The defendants were sentenced to three months imprisonment or alternatively, to vacate the property within two weeks, handing it over to the complainant through the Bailiff. No costs were awarded.

Magistrate Daboh concluded by emphasizing that trespass is a serious offense under both civil and criminal law, underscoring the rights of property owners against unauthorized occupation.

Magistrate Daboh posed critical questions during his deliberation:

1. Did any of the defendants testify?
2. Does SLRA have the authority to designate private property as a ‘right of way’?
3. Does payment of market dues grant a ‘right of way’?

He concluded that the answers were ‘No.’ He criticized the Defense Counsel for not calling any defendants to testify, stating that the principle of easement was misused by the defendants.

Magistrate Daboh referenced the legal principle from DPP vs. Woolmington (1935) that actus reus and mens rea must be present for criminal culpability. He found that the defendants were trespassers, occupying Mohamed Foday Kamara’s property without permission.

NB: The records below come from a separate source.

PR #1471, opened 2018-09-19
[RDY] Annual report changes from AI Hospitals PR

mugmuggy:
The ordering of fields is broken when multiple hospitals have the same value and they aren't in index order. So my change insteads passes through the index of the hospital being processed, finds the index of that hospital in the sorted list and returns that directly instead of using the 'dup_' values to try and do this.

The current code will draw names over the top of another and can leave with gaps in the list when multiple hospitals have the same value.

Sort functions changed to always put the local player hospital first assuming its at index 1.

I also aligned the date of the first year with TH as the Date class has this as a 1 indexed value, and its already incremented at this point for the next year.

### DIFF
--- a/CorsixTH/Lua/dialogs/fullscreen/annual_report.lua
+++ b/CorsixTH/Lua/dialogs/fullscreen/annual_report.lua
@@ -133,42 +133,33 @@ function UIAnnualReport:UIAnnualReport(ui, world)
 
   -- Get and sort values used on the statistics screen.
   -- The six categories. The extra tables are used to be able to sort the values.
-    self.money = {}
     self.money_sort = {}
-    self.visitors = {}
     self.visitors_sort = {}
-    self.salary = {}
     self.salary_sort = {}
-    self.deaths = {}
     self.deaths_sort = {}
-    self.cures = {}
     self.cures_sort = {}
-    self.value = {}
     self.value_sort = {}
 
     -- TODO: Right now there are no real competitors, they all have initial values.
     for i, hospital in ipairs(world.hospitals) do
-      self.money[hospital.name] = hospital.balance - hospital.loan
-      self.money_sort[i] = hospital.balance - hospital.loan
-      self.visitors[hospital.name] = hospital.num_visitors
-      self.visitors_sort[i] = hospital.num_visitors
-      self.deaths[hospital.name] = hospital.num_deaths
-      self.deaths_sort[i] = hospital.num_deaths
-      self.cures[hospital.name] = hospital.num_cured
-      self.cures_sort[i] = hospital.num_cured
-      self.value[hospital.name] = hospital.value
-      self.value_sort[i] = hospital.value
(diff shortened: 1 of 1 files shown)


CorsixTH/Lua/dialogs/fullscreen/annual_report.lua
```diff
@@ -133,39 +133,28 @@ function UIAnnualReport:UIAnnualReport(ui, world)
...
+      self.money_sort[i] = {hospital.balance - hospital.loan, i}
+      self.visitors_sort[i] = {hospital.num_visitors, i}
+      self.deaths_sort[i] = {hospital.num_deaths, i}
+      self.cures_sort[i] = {hospital.num_cured, i}
+      self.value_sort[i] = {hospital.value, i}
+      self.salary_sort[i] = {hospital.player_salary, i}
     end
 
-    local sort_order = function(a,b) return a>b end
+    local sort_order = function(a,b) return a[1] > b[1] or (a[1] == b[1] and a[2] == 1) end
```
TheCycoONE: Naming nit: asc_order / desc_order. Also comment that it keeps the player on top for equivalence, that was not obvious.
Naming the keys and giving the player_hospital a variable would reduce the number of magic numbers and make the code more readable IMO:

```lua
for i, hospital in ipairs(world.hospitals) do
  self.money_sort[i] = { value: hospital.balance - hospital.loan, hosp_index: i }
  ...
end

-- When sorting keep the player hospital on top when values are the same
local player_index = 1
local desc_order = function(a, b) return a['value'] > b['value'] or (a['value' == b['value'] and a[hosp_index] == player_index) end
local asc_order = function(a, b) return a['value'] < b['value'] or (a['value'] == b['value'] and a[hosp_index] == player_index) end
```

CorsixTH/Lua/dialogs/fullscreen/annual_report.lua
```diff
@@ -584,82 +574,64 @@ function UIAnnualReport:drawStatisticsScreen(canvas, x, y)
...
   local row_no_y = 106
-  local dup_money = 0
-  local dup_salary = 0
-  local dup_cures = 0
-  local dup_deaths = 0
-  local dup_visitors = 0
-  local dup_value = 0
-  for _, player in ipairs(world.hospitals) do
+
+  for idx, player in ipairs(world.hospitals) do
```
TheCycoONE: It'd be nice if this was switched from player to hospital to avoid confusion and be consistent with the loop above. For the same reason `idx` should match `i` above. I prefer `i` or `hosp_index` to `idx`.

TheCycoONE:
looks good to me

mugmuggy:
yeah I also removed magic numbers from the rest of it, tested it and it looked ok still.

TheCycoONE:
It occurs to me we could (and should) have used isPlayerHospital() rather than hard coding 1. It won't matter until multiplayer though.

PR #1472, opened 2018-09-20
[RDY] mainmenu background sizes

TheCycoONE:
Adds a couple smaller mainmenu background images (640x480 and 1280x720) and selects the one with the height no larger than your current screen (or the smallest image.)

Intended to address #1468


TheCycoONE:
Fix confirmed by @Nox13last

Issue #1315, opened 2017-12-28
Segfault if ffmpeg doesn't support smacker decoding.


Mailaender:
#### Steps to Reproduce
1. Install the game from https://software.opensuse.org/package/CorsixTH
2. Start the game

#### Save Game
None

#### Expected Behavior
Startup the game

#### System Information
**CorsixTH Version:** *both 0.60 and 0.61*

**Operating System:** @openSUSE Leap

**Theme Hospital Version:** *GOG.com*

#### Gamelog.txt
None written

### Additional Info
```
 CorsixTH 


---------------------------------------------------------------

Welcome to CorsixTH v0.61!

---------------------------------------------------------------

This window will display useful information if an error occurs.

---------------------------------------------------------------

/usr/bin/CorsixTH: Zeile 3: 18667 Speicherzugriffsfehler  (Speicherabzug geschrieben) ./CorsixTH
/home/matthias/.config/CorsixTH/Levels
```

TheCycoONE:
Not much to go on without debugging info. Are you able to compile yourself or does opensuse provide debug packages?

Alberth289346:
Discussions at SO suggest the computer tries to execute code at a place where no executable code is expected (such as a data area or a stack area). However, as German is not my native language, I don't quite understand what it says (yay for translated error messages in an international project).

We don't provide OpenSuse packages afaik, so your best bet is to report to whoever supplied you your package (probably opensuse). Once they established the fault is not in their code, they likely report an upstream error back to us.
I briefly looked for corsixth errors at opensuse, but they don't seem to exist, at least without having an account.

Mailaender:
Updated https://build.opensuse.org/request/show/560427 and enabled debug packages now. "Speicherzugriffsfehler" means segmentation fault. I don't really know how to give a more detailed error message. I tried deleting the config file. That made the game ask me again for the Theme Hospital folder, then it restarted and crashed again. Tried different folder locations. It doesn't seem to matter. See http://en.opensuse.org/CorsixTH for the instructions I followed. Maybe the error is in there.

TheCycoONE:
Ah, you are the package manager!

Ok, now that you have debug symbols, run the game through gdb. When it segfaults type `bt` and let us know the trace.

I also recommend switching to lua5.2 or 5.3 these days. Should still run with 5.1 but it has been awhile since I tried.

bobcanthelpyou:
[...]

PR #1473, opened 2018-09-20
[RDY] Handle when no supported video stream is found

TheCycoONE:
Fixes a segfault in environments where smacker support is disabled in ffmpg.

Bug #1315


TheCycoONE:
RFC because this is untested.

TheCycoONE:
Switched to the same error handling we use elsewhere in this routine. A future refactor could switch to exceptions.

TheCycoONE:
Marking RDY. I don't hold out much hope in attracting people from the issue.

PR #1474, opened 2018-09-23
[RDY] Litter placed before a door was placed was only found on thob checks

mugmuggy:
Using getObject with a table input to find either door type instead. Refers to #1425 still

### DIFF
--- a/CorsixTH/Lua/humanoid_actions/walk.lua
+++ b/CorsixTH/Lua/humanoid_actions/walk.lua
@@ -206,12 +206,12 @@ local action_walk_tick; action_walk_tick = permanent"action_walk_tick"( function
     -- if going to the corridor we don't care as we are at the door
     -- as this will be false we won't bother checking for rerouting
     recalc_route = flags_there.room
-    local door = TheApp.objects.door.thob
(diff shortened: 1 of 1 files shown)


TheCycoONE:
@mugmuggy I think https://github.com/CorsixTH/CorsixTH/blob/master/CorsixTH/Lua/dialogs/edit_room.lua#L1153 is the same issue - if litter and something else was on the same tile, the thob could be 62 and allow a door where it shouldn't?

mugmuggy:
Thats if any object but not if its litter prevent the door being placed. Litter is removed from all tiles inside a room, so its only outside where this becomes an issue. The other thing is that as it is an 'or' it only breaks on particular room orientations as it may check inside the room first, find the door and skip the rest of the statements.

Nothing stopping you building a room with a door where the adjacent tile in corridor has litter. Unfortunately when I was testing the other future pr, I had vomit everywhere that then resulted an in infinite loop of recalculating routes, and upon checking the thob found the it was 62 instead of 3.

The old walk code would redirect only where there was a wall found, so it could have also been entirely possible at one stage to build a room on the path with a door and therefore just walked over litter as it was never rerouting unless it hit that wall.

Issue #1206, opened 2017-04-05
Insane stuck patients near psychiatry and invisible soda machine


l29ah:
https://dump.bitcheese.net/files/sipamub/buggie.sav
ea0e6dfe1ab6444ddcd876a9b4fa2d78172c463d, Gentoo Linux, nothing interesting in the log.

l29ah:
The soda machine is next to them but it turns visible only when someone uses it.

mugmuggy:
I happened upon an invisible soda machine in #867 and that was on 0.50 and this one is post 0.60

PR #1475, opened 2018-09-23
[RDY] Invisible drinks machine

mugmuggy:
Finally tracked down the invisible drinks machine (mentioned in #1206).

From memory checking watch, yawns and tapping foot were only done whilst waiting in queue or whilst waiting for a room to be built, I can't recall it very well.

As the patient had to be waiting for a room to be built in this instance, waiting for 30 or 50 days and also happen to be using the drinks machine at the same time, it happens rarely. I'm not sure if there is any value in the is_leaving, I assume that was put in some time back for some purpose but I've replicated it across to the yawn as well. Likewise even though the checkWatch/tapFoot calls were only ever done within the Patient:tickDay checks at the start, and therefore patient.waiting had to be ticking down, they would never be called for an idle state from my quick perusal.

Put this as RFC for the fact I'm not sure on the correct state.

### DIFF
--- a/CorsixTH/Lua/entities/patient.lua
+++ b/CorsixTH/Lua/entities/patient.lua
@@ -494,20 +494,22 @@ function Patient:pee()
 end
 
 function Patient:checkWatch()
-  if self.check_watch_anim and not self:getCurrentAction().is_leaving then
+  local action = self:getCurrentAction()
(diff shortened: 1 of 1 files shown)


TheCycoONE:
I'm inclined to accept this as is.

mugmuggy:
Thats fine moved to RDY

The Magistrate declared the defendants guilty of trespass, sentencing them to three months imprisonment. Alternatively, they could vacate the premises within two weeks. No costs were ordered.

This ruling by Magistrate Hadiru Daboh underscores the importance of property rights and the illegality of unauthorized occupation, setting a precedent for similar cases in Kabala Town.